The popular Assembly met about forty times per year - four regular meetings each month (the Attic year was divided into ten months). Extraordinary meetings also took place at times of crisis, the so-called congresses or assemblies of fear and disturbance. During the 5thcentury B.C. it met at Pnyka, a small hill to the west of the Acropolis, where there was an altar to Zeus Agoreus. During the 4thcentury meetings were held at the theatre of Dionysus.
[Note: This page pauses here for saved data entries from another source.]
PR #2464, opened 2022-05-13
bank details screen

### LINKED ISSUE #2333: Enter Fiat Details Screen
AC:
* After a user taps on a FiatConect provider in the SelectPayments screen they are taken to a new screen to enter their fiat account details
* A user can enter their account details, click 'Save & Continue', and their fiatAccount details are saved with the fiatconnect partner.
* All[ response types and error codes from the spec](https://github.com/fiatconnect/specification/blob/main/fiatconnect-api.md#33312-responses) are handled or logged including success, ResourceExists, UnsupportedSchema, InvalidSchema
* For the first FiatAccount schema add basic syntax checking. (Should be some in the schema)

ENG:
* Tapping 'Save & Continue' does not need to take the user to the next screen yet. 
* Run the "Validation" when the user presses 'Save and Continue'

[Figma](https://www.figma.com/file/bwIY7peeykI8K4wTrXs4iN/Fiat-Connect?node-id=940%3A17381)

lisaqyli:
### Description
This is the screen for user to manually type in their fiat account information. It includes validation and posting to FiatConnect's [Fiat Account endpoint ](https://github.com/fiatconnect/specification/blob/main/fiatconnect-api.md#343-fiat-account-endpoints)

TODO:
1. I made up some of the wordings including error message, placeholder text, system message, plan to get Nitya to review before 
2. We haven't implemented the screen after this one or the one before, the provider selected right now is hardcoded, will need to update the navigation stack once the screens are connected
3. There's a newly added FiatAccountSchema that has not been added to the types yet, need to add to the fiatconnect-types and add that schema

### Tested
unit tests

### How others should test
This component is not accessible in the app yet. It is a future flow that has not been fully built out

### Related issues
- Fixes #2333


lisaqyli:
When screen just launched
Screenshot_20220513_101437_org celo mobile alfajores dev

With validation errors
Screenshot_20220513_101437_org celo mobile alfajores dev

src/fiatconnect/BankDetailsScreen.tsx
```diff
@@ -0,0 +1,275 @@
...
+          Logger.error(TAG, `Error adding fiat account: ${errors}`)
+        })
+
+      // TODO: navigate to the next screen
+    }
+  }
+
+  const onPressSelectPaymentOption = () => {
+    // TODO: tracking here
+    // todo: naviagte to select payment options screen
```
jh2oman, line 119: This says 'Selected payment method' and i don't think its intended to be tappable

src/fiatconnect/index.ts
```diff
@@ -27,3 +28,20 @@ export async function getFiatConnectProviders(): Promise<FiatConnectClientConfig
...
+  const response = await fetch(`${providerURL}/accounts/${fiatAccountSchema}`, {
+    // todo: add auth?
+    method: 'POST',
+    headers: {
+      'content-Type': 'application/json',
+    },
+    body: JSON.stringify({ ...properties }),
+  })
+
+  return response.json()
```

Meetings began very early in the morning and usually went on until sunset. Before a meeting began, a boar was sacrificed and its blood used to demarcate the space within which the citizens would gather. Following that, the crier would read out the preliminary decrees (provouleumata) of the Council of Five Hundred which was followed by the preordination and the crier would ask, “Who wishes to speak?” Although in theory the principal of equality held, in reality, the orators spoke almost exclusively. The citizen called to the rostrum wore a wreath of myrtle on his head, and was considered inviolable and sacred. However, he was cautioned to be extremely cautious in his proposals since he could mislead the people. For that reason at each vote reference was made to the person who had made the proposal, so he could be punished later should his proposal prove misleading. The vote was made by a show of hands, but in certain cases it was secret.


The first of the four meetings of every prytaneia (presidency) was called the ‘sovereign meeting’ and the agenda was set in advance. The approval of the magistrates in office was voted on, that is, if they were thought to govern well; the city’s food supply and the defence of the borders. Other issues for discussion included the eisangelies (the impeachment of citizens for high treason, the best-known cases of which were the mockery of the Eleusinian Mysteries and the mutilation of the hermae on the eve of the Sicilian expedition of 415 B.C.), as well as questions of ostracism and the naturalization.


When the Popular Assembly met for judicial cases, it was called Heliaia and was the main body of sworn jurors of the state. The council of Heliaia held meetings in sections of five to six hundred citizens with a special provision to represent all ten tribes equally. Thus the litigious appetite of the Athenians was satisfied. Aristophanes masterfully satirised this in his play The Wasps.